▸ **Extracted material**:
--- START ---

PR #1064, opened 2016-08-23
Keep quic protocol headers only between one hop

stp-ip:
Removing quic protocol headers from being persisted during proxy requests.
Not removing them could lead to the client attempting to connect to the wrong port.
This makes the quic headers consistent with other protocol headers.


mholt:
@stp-ip And you tested this that it works? (I admit we need some more tests here eventually.)

stp-ip:
Yeah that is tested and works.
Should the Server header also be added there?

mholt:
I think that's debatable (about the Server header). Might be nice to know what the request traveled through, or not. Either way, proxy has header controls to allow that to be customized. Thanks for this PR!

PR #1070, opened 2016-08-25
Actually set tls.Config.PreferServerCipherSuites

FiloSottile:
It was set by default on the caddy-internal config object, and even
checked for conflicts, but it was never actually reflected on the
tls.Config.

This will have user-visible changes: a client that prefers, say, AES-CBC
but also supports AES-GCM would have used AES-CBC befor this, and will
use AES-GCM after.

This is desirable and important behavior, because if for example the
server wanted to support 3DES, but *only if it was strictly necessary*,
it would have had no way of doing so with PreferServerCipherSuites
false, as the client preference would have won.

### DIFF
--- a/caddytls/config.go
+++ b/caddytls/config.go
@@ -350,6 +350,7 @@ func MakeTLSConfig(configs []*Config) (*tls.Config, error) {
 		if i > 0 && cfg.PreferServerCipherSuites != configs[i-1].PreferServerCipherSuites {
 			return nil, fmt.Errorf("cannot both use PreferServerCipherSuites and not use it")
 		}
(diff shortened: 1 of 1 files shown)


mholt:
Whoops. 😐 🌴 

Could you do me one more quick favor and just add it to [the test case in config_test.go](https://github.com/mholt/caddy/blob/17709a7d3f1a6ee0c34bdb81c6332b1339ea7085/caddytls/config_test.go#L13-L19)? (I know that we need to greatly expand these tests but I want to at least start with the things that bit us.)

mholt:
Nevermind, I want to work on these tests anyway. Merging now, as discussed on Slack. Thanks!!

PR #1084, opened 2016-08-31
faster fastcgi

Echsecutor:
This is to fix the fastcgi performance issue
https://github.com/mholt/caddy/issues/1082

By keeping the fastcgi connection open, answer latency is reduced by a factor 100 in my local setup.

This is a kind of quick fix, it would be better to include an option into the fastcgi directive to enable/disable connection upkeep and to set timeouts. See
http://nginx.org/en/docs/http/ngx_http_fastcgi_module.html#fastcgi_keep_conn
for the nginx equivalent.

### DIFF
--- a/caddy/caddymain/run.go
+++ b/caddy/caddymain/run.go
@@ -18,7 +18,7 @@ import (
 
 	"github.com/mholt/caddy"
 	// plug in the HTTP server type
-	_ "github.com/mholt/caddy/caddyhttp"
+	_ "github.com/echsecutor/caddy/caddyhttp"
 
 	"github.com/mholt/caddy/caddytls"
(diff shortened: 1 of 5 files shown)


Echsecutor:
ok, I have signed the cla

Echsecutor:
Sorry.
a) I have messed up the pull request
b) It turns out that keeping connections alive was disabled for a reason. Apparently the de-mixing of queries is not implemented. (the fastcgi protocol allows to mix answers to multiple queries in the same stream. Those need to be properly sorted by the receiver.  A more real life example shows that this is not happening.)

So to really address https://github.com/mholt/caddy/issues/1082 one would probably need to improve the fastcgi client significantly.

--- END ---

▸ **Goal of the exercise**:
Write out the records. Leave nothing out and change nothing.

▸ **Solution to this problem**:
PR #1064, opened 2016-08-23
Keep quic protocol headers only between one hop

stp-ip:
Removing quic protocol headers from being persisted during proxy requests.
Not removing them could lead to the client attempting to connect to the wrong port.
This makes the quic headers consistent with other protocol headers.


mholt:
@stp-ip And you tested this that it works? (I admit we need some more tests here eventually.)

stp-ip:
Yeah that is tested and works.
Should the Server header also be added there?

mholt:
I think that's debatable (about the Server header). Might be nice to know what the request traveled through, or not. Either way, proxy has header controls to allow that to be customized. Thanks for this PR!

PR #1070, opened 2016-08-25
Actually set tls.Config.PreferServerCipherSuites

FiloSottile:
It was set by default on the caddy-internal config object, and even
checked for conflicts, but it was never actually reflected on the
tls.Config.

This will have user-visible changes: a client that prefers, say, AES-CBC
but also supports AES-GCM would have used AES-CBC befor this, and will
use AES-GCM after.

This is desirable and important behavior, because if for example the
server wanted to support 3DES, but *only if it was strictly necessary*,
it would have had no way of doing so with PreferServerCipherSuites
false, as the client preference would have won.

### DIFF
--- a/caddytls/config.go
+++ b/caddytls/config.go
@@ -350,6 +350,7 @@ func MakeTLSConfig(configs []*Config) (*tls.Config, error) {
 		if i > 0 && cfg.PreferServerCipherSuites != configs[i-1].PreferServerCipherSuites {
 			return nil, fmt.Errorf("cannot both use PreferServerCipherSuites and not use it")
 		}
(diff shortened: 1 of 1 files shown)


mholt:
Whoops. 😐 🌴 

Could you do me one more quick favor and just add it to [the test case in config_test.go](https://github.com/mholt/caddy/blob/17709a7d3f1a6ee0c34bdb81c6332b1339ea7085/caddytls/config_test.go#L13-L19)? (I know that we need to greatly expand these tests but I want to at least start with the things that bit us.)

mholt:
Nevermind, I want to work on these tests anyway. Merging now, as discussed on Slack. Thanks!!

PR #1084, opened 2016-08-31
faster fastcgi

Echsecutor:
This is to fix the fastcgi performance issue
https://github.com/mholt/caddy/issues/1082

By keeping the fastcgi connection open, answer latency is reduced by a factor 100 in my local setup.

This is a kind of quick fix, it would be better to include an option into the fastcgi directive to enable/disable connection upkeep and to set timeouts. See
http://nginx.org/en/docs/http/ngx_http_fastcgi_module.html#fastcgi_keep_conn
for the nginx equivalent.

### DIFF
--- a/caddy/caddymain/run.go
+++ b/caddy/caddymain/run.go
@@ -18,7 +18,7 @@ import (
 
 	"github.com/mholt/caddy"
 	// plug in the HTTP server type
-	_ "github.com/mholt/caddy/caddyhttp"
+	_ "github.com/echsecutor/caddy/caddyhttp"
 
 	"github.com/mholt/caddy/caddytls"
(diff shortened: 1 of 5 files shown)


Echsecutor:
ok, I have signed the cla

Echsecutor:
Sorry.
a) I have messed up the pull request
b) It turns out that keeping connections alive was disabled for a reason. Apparently the de-mixing of queries is not implemented. (the fastcgi protocol allows to mix answers to multiple queries in the same stream. Those need to be properly sorted by the receiver.  A more real life example shows that this is not happening.)

So to really address https://github.com/mholt/caddy/issues/1082 one would probably need to improve the fastcgi client significantly.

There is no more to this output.